Problem requirements:
Copy out the complete listing, word for word.
____
PR #2484, opened 2021-12-21
Darc ECDSA 

pm-duokey:
**What this PR does**

*See commit message*
This PR

---

🙅‍ Friendly checklist:

### DIFF
--- a/darc/darc.go
+++ b/darc/darc.go
@@ -33,6 +33,7 @@ package darc
 import (
 	"bytes"
 	"crypto/ecdsa"
+	"crypto/elliptic"
 	"crypto/sha256"
 	"crypto/sha512"
 	"crypto/x509"
@@ -773,6 +774,8 @@ func (s Signer) Type() int {
 		return 3
 	case s.EvmContract != nil:
 		return 4
+	case s.ECDSA != nil:
+		return 5
 	default:
 		return -1
 	}
@@ -790,6 +793,8 @@ func (s Signer) Identity() Identity {
 		return NewIdentityProxy(s.Proxy)
 	case 4:
 		return NewIdentityEvmContract(s.EvmContract)
+	case 5:
+		return NewIdentityECDSA(s.ECDSA.PublicKey)
 	default:
 		return Identity{}
 	}
@@ -863,6 +868,8 @@ func (id Identity) Type() int {
 		return 3
 	case id.EvmContract != nil:
 		return 4
+	case id.ECDSA != nil:
+		return 5
 	}
 	return -1
 }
____
Result of this exercise:
PR #2484, opened 2021-12-21
Darc ECDSA 

pm-duokey:
**What this PR does**

*See commit message*
This PR

---

🙅‍ Friendly checklist:

### DIFF
--- a/darc/darc.go
+++ b/darc/darc.go
@@ -33,6 +33,7 @@ package darc
 import (
 	"bytes"
 	"crypto/ecdsa"
+	"crypto/elliptic"
 	"crypto/sha256"
 	"crypto/sha512"
 	"crypto/x509"
@@ -773,6 +774,8 @@ func (s Signer) Type() int {
 		return 3
 	case s.EvmContract != nil:
 		return 4
+	case s.ECDSA != nil:
+		return 5
 	default:
 		return -1
 	}
@@ -790,6 +793,8 @@ func (s Signer) Identity() Identity {
 		return NewIdentityProxy(s.Proxy)
 	case 4:
 		return NewIdentityEvmContract(s.EvmContract)
+	case 5:
+		return NewIdentityECDSA(s.ECDSA.PublicKey)
 	default:
 		return Identity{}
 	}
@@ -863,6 +868,8 @@ func (id Identity) Type() int {
 		return 3
 	case id.EvmContract != nil:
 		return 4
+	case id.ECDSA != nil:
+		return 5
 	}
 	return -1
 }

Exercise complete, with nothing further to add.